Secondo gli articoli 25 e 29 del Codice delle frontiere Schengen, gli Stati membri possono estendere i controlli interni a blocchi semestrali per un massimo di due anni, a condizione di presentare una valutazione del rischio alla Commissione. Per le aziende che spostano personale o merci attraverso le frontiere terrestri e fluviali interessate, l’impatto pratico si traduce in code più lunghe, controlli documentali sporadici e l’obbligo per gli autisti professionisti di portare con sé la prova dell’incarico. Le associazioni di logistica stimano tempi di attesa fino a due ore al valico Nickelsdorf-Hegyeshalom con l’Ungheria nei periodi di punta.

I controlli alle frontiere estive in Austria stanno per scadere, mentre il governo annuncia un possibile prolungamento di sei mesi


Si consiglia ai datori di lavoro di prevedere tempi di margine nei programmi di viaggio e di ricordare ai dipendenti non UE di portare con sé sia passaporto che permesso di soggiorno, poiché la polizia verifica regolarmente il diritto di soggiorno. Pur vietando controlli sistematici, le regole Schengen consentono all’Austria di adottare un modello “flessibile e basato sul rischio” che concentra i controlli sulle principali autostrade e sulle strade secondarie segnalate dai servizi di intelligence.

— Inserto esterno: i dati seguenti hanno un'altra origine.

PR #87218, opened 2022-05-30
[TEST] Verify that nested type is not supported when subobjects is false 

javanna:
We have tests that verify that objects can't be created in the mapping under an object that has subobjects set to false. The existing checks work also for the nested type, as NestedObjectMapper extends ObjectMapper, yet this commit adds specific tests for this scenario.

This helps clarify that we do need to check this in two places, once at parse time and once in buildMappers, for objects that are dynamically mapped while parsing incoming documents.

### DIFF
--- a/server/src/main/java/org/elasticsearch/index/mapper/ObjectMapper.java
+++ b/server/src/main/java/org/elasticsearch/index/mapper/ObjectMapper.java
@@ -152,7 +152,7 @@ public class ObjectMapper extends Mapper implements Cloneable {
                     throw new IllegalArgumentException(
                         "Object ["
                             + context.buildFullName(name)
-                            + "] has subobjects set to false hence it does not support inner object or nested ["
+                            + "] has subobjects set to false hence it does not support inner object ["
                             + mapper.simpleName()
                             + "]"
                     );
--- a/server/src/main/java/org/elasticsearch/index/mapper/ObjectMapper.java
+++ b/server/src/main/java/org/elasticsearch/index/mapper/ObjectMapper.java
@@ -149,7 +149,7 @@ public class ObjectMapper extends Mapper implements Cloneable {
             for (Mapper.Builder builder : mappersBuilders) {
                 Mapper mapper = builder.build(mapperBuilderContext);
                 if (subobjects.value() == false && mapper instanceof ObjectMapper) {
-                    throw new IllegalStateException(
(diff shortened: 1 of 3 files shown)


server/src/main/java/org/elasticsearch/index/mapper/ObjectMapper.java
```diff
@@ -280,14 +282,23 @@ protected static void parseProperties(
...
                                 + "] has subobjects set to false hence it does not support inner object ["
                                 + fieldName
                                 + "]"
                         );
                     }
+                    if (objBuilder.subobjects.value() == false && type.equals(NestedObjectMapper.CONTENT_TYPE)) {
+                        throw new MapperParsingException(
+                            "Object ["
+                                + objBuilder.name()
+                                + "] has subobjects set to false hence it does not support nested object ["
```
ywelsch, line 297: here you create a separate exception message for nested (vs object) fields, whereas in buildMappers you don't?

ywelsch (commented):
I've left one question, o.w. looking good.

server/src/main/java/org/elasticsearch/index/mapper/ObjectMapper.java
javanna: yea this is odd, it's a consequence of how the check is performed, the two have a different type, but NestedObjectMapper extends ObjectMapper hence one instanceof check covers them both. Another reason is that I found no way to test a possible separate error for nested, because nested type never gets dynamically mapped. If it does it comes from a dynamic template but that does go through parsing and fails earlier during validation (test that I added to DynamicTemplatesTests). All in all I thought it's not wort going the extra mile of adding a separate error message for nested here. I am curious if you have other ideas though.

ywelsch: Can we assert then that we never have a NestedObjectMapper there?

javanna: yea that could work. That should help figuring out how to test that scenario if it ends up being possible :)

ywelsch: right, it might hold a surprise :)

ywelsch (approved):
LGTM

javanna:
Thanks for the review Yannick!

PR #87219, opened 2022-05-30
Modularize the ingest.common component (as well as dissect and grok dependent libs)

ChrisHegarty:
This is change modularizes the ingest.common component, by adding a module-info.java. As well as two dependent libs.

The project only requires painless SPI to compile, so that was fixed along the way ( so that the compile module path can be inferred directly from the dependencies ).

relates #78744


rjernst (approved):
LGTM

PR #87224, opened 2022-05-30
Cancellable Profile Has Privilege check 

albertzaharovits:
The "profile has privileges" endpoint is designed to check the privileges of
many users, given their profile ids, in a single call.
This commit runs the privileges check under a "cancellable" task.
When the task is cancelled, the check is interrupted for the remaining
profiles to-be-checked. The task can also be cancelled when the HTTP
client disconnected.


x-pack/plugin/core/src/main/java/org/elasticsearch/xpack/core/security/authz/AuthorizationEngine.java
```diff
@@ -291,6 +292,16 @@ public ActionRequestValidationException validate(ActionRequestValidationExceptio
...
+                for (int i = 0; i < index.length; i++) {
+                    BytesReference query = index[i].getQuery();
+                    if (query != null) {
+                        validationException = addValidationError(
+                            "may only check index privileges without any DLS query [" + query.utf8ToString() + "]",
+                            validationException
+                        );
+                    }
+                }
             }
```
albertzaharovits, line 305: This is a fix outside of the scope for this PR. I've included it because it is minor.
The DLS verification was part of the transport action not the proper request validation.
Consequently the new "profile has privilege" check missed to also run the same verification.
I have hence moved the verification as part of the request validation, where it's harder to miss.

x-pack/plugin/security/src/internalClusterTest/java/org/elasticsearch/xpack/security/profile/ProfileCancellationIntegTests.java
```diff
@@ -61,9 +84,19 @@ protected boolean addMockHttpTransport() {
     protected Collection<Class<? extends Plugin>> nodePlugins() {
         final List<Class<? extends Plugin>> plugins = new ArrayList<>(super.nodePlugins());
         plugins.add(SearchBlockPlugin.class);
+        {
+            // replace the security plugin with the security plugin with the dummy authorization engine extension
+            plugins.remove(LocalStateSecurity.class);
+            plugins.add(LocalStateWithDummyAuthorizationEngineExtension.class);
+        }
```
albertzaharovits, line 91: I need this in order to block the "check privileges" invocation. This adds and dummy authorization engine (which authz everything) in this IT suite.

x-pack/plugin/security/src/main/java/org/elasticsearch/xpack/security/action/profile/TransportProfileHasPrivilegesAction.java
```diff
@@ -82,6 +88,11 @@ protected void doExecute(Task task, ProfileHasPrivilegesRequest request, ActionL
                 request,
                 ActionListener.wrap(applicationPrivilegeDescriptors -> threadPool.generic().execute(() -> {
                     for (Map.Entry<String, Subject> profileUidToSubject : profileUidAndSubjects) {
+                        // return the partial response if the "has privilege" task got cancelled in the meantime
+                        if (((CancellableTask) task).isCancelled()) {
+                            listener.onResponse(new ProfileHasPrivilegesResponse(hasPrivilegeProfiles, errorProfiles));
+                            return;
+                        }
```
albertzaharovits, line 95: I think we could discuss whether to verify the cancellation status before every profile is checked, or every _n_ such checks.
We could also discuss whether an error is more suitable than the partial result.

I don't think the ES JVM node process would notice the performance impovement of every _n_ checks, and partial results is nice and comes for free (there's no headache to implement it).

ywangd (commented):
We mostly just need agree on the partial result handling (see below).

x-pack/plugin/core/src/main/java/org/elasticsearch/xpack/core/security/authz/AuthorizationEngine.java
albertzaharovits: Aaargs there's validation in parse as well!!
I agree we should contain all of these in a single place, which is probably the _parse_ method, as you suggest.
I'm going to leave this for another time. I've had the fair share of "side quests" in the PR.

x-pack/plugin/security/src/main/java/org/elasticsearch/xpack/security/action/profile/TransportProfileHasPrivilegesAction.java
albertzaharovits: Roger! I'll keep the cancellation status check once every profile, but return the `TaskCancelledException` rather than the partial result.

x-pack/plugin/security/src/test/java/org/elasticsearch/xpack/security/action/profile/TransportProfileHasPrivilegesActionTests.java
```diff
@@ -180,10 +189,86 @@ public void testNoProfileSubjectsFound() throws Exception {
...
+        }).when(profileService).getProfileSubjects(anyCollection(), anyActionListener());
+
+        doAnswer(invocation -> {
+            final ActionListener<Collection<ApplicationPrivilegeDescriptor>> listener = (ActionListener<
+                Collection<ApplicationPrivilegeDescriptor>>) invocation.getArguments()[2];
+            listener.onResponse(List.of());
+            return null;
+        }).when(nativePrivilegeStore).getPrivileges(anyCollection(), any(), anyActionListener());
+
+        final int partialResultSize = randomIntBetween(1, profileUids.size());
```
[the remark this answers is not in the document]
albertzaharovits: You mean that the cancellation logic is not exercised in that case, right?

It's probably not ideal from a test design perspective, but it's also not completely irrelevant because, if the API supports partial results, there's still this case where the task is cancelled after the code last check the cancel status before returning a non-error response.
IMO it meets the bar for a randomization case.

PS: I initially wrote this test to mock the `CancellableTask#isCancelled`, but that is a final method, so I recurred to the currently proposed alternative (so this test makes it look like it is testing that every partial result is possible, but the goal is to cover that the task can be canceled at any point).

x-pack/plugin/security/src/main/java/org/elasticsearch/xpack/security/action/profile/TransportProfileHasPrivilegesAction.java
albertzaharovits: I've pushed [e918fd8](https://github.com/elastic/elasticsearch/pull/87224/commits/e918fd81112d596d1e9d79d71d141769fca4e11a) .

x-pack/plugin/security/src/test/java/org/elasticsearch/xpack/security/action/profile/TransportProfileHasPrivilegesActionTests.java
```diff
@@ -180,10 +190,84 @@ public void testNoProfileSubjectsFound() throws Exception {
...
+            listener.onResponse(List.of());
+            return null;
+        }).when(nativePrivilegeStore).getPrivileges(anyCollection(), any(), anyActionListener());
+
+        final AtomicInteger cancelAfter = new AtomicInteger(randomIntBetween(1, profileUids.size()));
+        final CancellableTask cancellableTask = new CancellableTask(0, "type", "action", "description", TaskId.EMPTY_TASK_ID, Map.of());
+
+        if (cancelAfter.decrementAndGet() == 0) {
+            TaskCancelHelper.cancel(cancellableTask, "reason");
+        }
```
ywangd, line 256: I am a little unsure about the intention of this new `if` block. Is it to address my previous comment about how `isCancelled` is `not` checked in the main code when `partialResultSize == profileUids.size()`. I thought we agreed it is a valid randomisation scenario and we should keep it? 

Or are you trying to cover the scenario where the task is cancelled before even the 1st check (I believe that's what happens when `profileUids.size() == 1`? This is a valid scenario as well. But it makes the previous scenario (cancelled _after_ last check is performed) no longer tested. Would it be better to wrap this with a `randomBoolean`, i.e. `if (randomBoolean() && cancelAfter.decrementAndGet() == 0) { ... }`, to maximise its coverage for both scenarios?

ywangd (approved):
LGTM

x-pack/plugin/security/src/test/java/org/elasticsearch/xpack/security/action/profile/TransportProfileHasPrivilegesActionTests.java
albertzaharovits: I have pushed [a39a476](https://github.com/elastic/elasticsearch/pull/87224/commits/a39a4768d975869cfed7626b11d8a35e8a4a7b57) .

The task in the test scenario is now cancelled before any `checkPrivileges` as well as after all the `checkPrivileges` .

PR #87225, opened 2022-05-30
Replace log4j-1.2 with log4j2 API

pgomulka:
Some of the logging usages are incorrectly using log4j v 1.2
instead of log4j2-api.
This commit fixes this.


modules/repository-url/src/main/java/org/elasticsearch/common/blobstore/url/http/RetryingHttpInputStream.java
```diff
@@ -149,7 +148,7 @@ private void ensureOpen() {
     private void maybeThrow(IOException e) throws IOException {
         if (retryCount >= maxRetries || e instanceof NoSuchFileException) {
             logger.debug(
-                new ParameterizedMessage(
+                () -> format(
                     "failed reading [{}] at offset [{}], retry [{}] of [{}], giving up",
```
grcevski, line 152: I think we need to use %s here inside the `format` instead of {}

modules/repository-url/src/main/java/org/elasticsearch/common/blobstore/url/http/RetryingHttpInputStream.java
```diff
@@ -162,7 +161,7 @@ private void maybeThrow(IOException e) throws IOException {
         }
 
         logger.debug(
-            new ParameterizedMessage(
+            () -> format(
```
grcevski, line 164: Same here.

grcevski (changes requested):
The package changes look good, but I think there's a typo in the format usage.

grcevski (approved):
LGTM!

PR #68749, opened 2021-02-09
Add read permissions for `apm_user` role to APM fleet indices

sorenlouv:
Related: https://github.com/elastic/kibana/issues/87501

**Permissions to `apm_user`**
Starting in 7.12 APM Server will be available under fleet. In this mode data will no longer be ingested to `apm-*` indices but to `logs-apm*, metrics-apm*, traces-apm*`.

This PR ensures that users upgrading to APM Server under fleet can still access APM data.

~**Permissions to `kibana_user`**
In Kibana there is a background task that collects telemetry. We want ensure that this background task can access APM indices and upload telemetry based on this.~

Note to self: 
```sh
# run tests
./gradlew :x-pack:plugin:core:test --tests 'org.elasticsearch.xpack.core.security.authz.store.*'
```

cc @elastic/apm-ui

PR #87233, opened 2022-05-31
Remove apm_user role

sorenlouv:
Meta issue: https://github.com/elastic/kibana/issues/116760
The `apm_user` role was [marked as deprecated](https://github.com/elastic/elasticsearch/pull/68749) in 7.13 and was supposed to be removed in 8.0.
All mentions of `apm_user` role was finally removed in https://github.com/elastic/kibana/pull/132790 and this PR removes the actual role

### DIFF
--- a/docs/changelog/87233.yaml
+++ b/docs/changelog/87233.yaml
@@ -1,0 +1,12 @@
+pr: 87233
+summary: Remove `apm_user` role
+area: Authorization
+type: breaking
+issues: []
+breaking:
+  title: Remove `apm_user` role
+  area: Authorization
+  details: Please describe the details of this change for the release notes. You can
+    use asciidoc.
+  impact: Please describe the impact of this change to users
+  notable: false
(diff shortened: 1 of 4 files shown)


sqren:
I added the `>breaking` label since this is technically a breaking change. OTOH the role was deprecated over a year ago, and the role was supposed to have been removed in 8.0. Finally removing it can be seen as an implementation detail.

ywangd:
@sqren IIUC, the `apm_user` role was meant to be removed in 8.0, but we forgot to do so? If that's true, I think now it needs to go through the breaking change committee first for future removal in (possibly) 9.0.

ywangd:
> Does it still need to go through the breaking change committee if we move the removal to 9.0?

Yes. We have a similar case and it needed to go through the committe. I'll tag you on the issue.

> I'll update the PR to do that. 

It's hard to do that now since we don't have a 9.0 branch yet.

sqren:
Replaced by https://github.com/elastic/elasticsearch/pull/87674

PR #87239, opened 2022-05-31
Broadcast replication action support build response from shard level response

rhluo:
The broadcast replication action has been widely used in existing consistency tasks, suck as bulk , global checkpoint sync. However current broadcast replication action not support use shard level response to build broadcast response. see in org.elasticsearch.action.support.replication.TransportBroadcastReplicationAction#newResponse.
Additionally, the broadcast by node action can support use shard level response to build broadresponse. see in org.elasticsearch.action.support.broadcast.node.TransportBroadcastByNodeAction#newResponse.

This  feature will be helpful for additional consistency tasks develop such as decoupling storage and compute.


DaveCTurner:
Thanks for the suggestion @rhluo. This commit just adds an unused parameter to this method signature so I don't think it's something we'd want to merge as-is. Instead, we'd accept this as part of a bigger change that also uses the parameter you're adding.

As such, I hope it's ok if I close this.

La Commissione Europea ha criticato le estensioni ripetute da parte di diversi Stati membri, avvertendo che rischiano di normalizzare le frontiere interne. Tuttavia, con la Germania vicina che manterrà i propri controlli fino a marzo 2027, un allentamento coordinato sembra improbabile questo inverno. Le multinazionali dovrebbero monitorare ulteriori pareri della Commissione—attesi entro quattro settimane—e prepararsi a possibili contenziosi presso la Corte di Giustizia, che potrebbero infine imporre un’inversione di rotta. Fino ad allora, i responsabili della mobilità dovrebbero considerare la frontiera terrestre austriaca come un confine esterno de facto ai fini della conformità.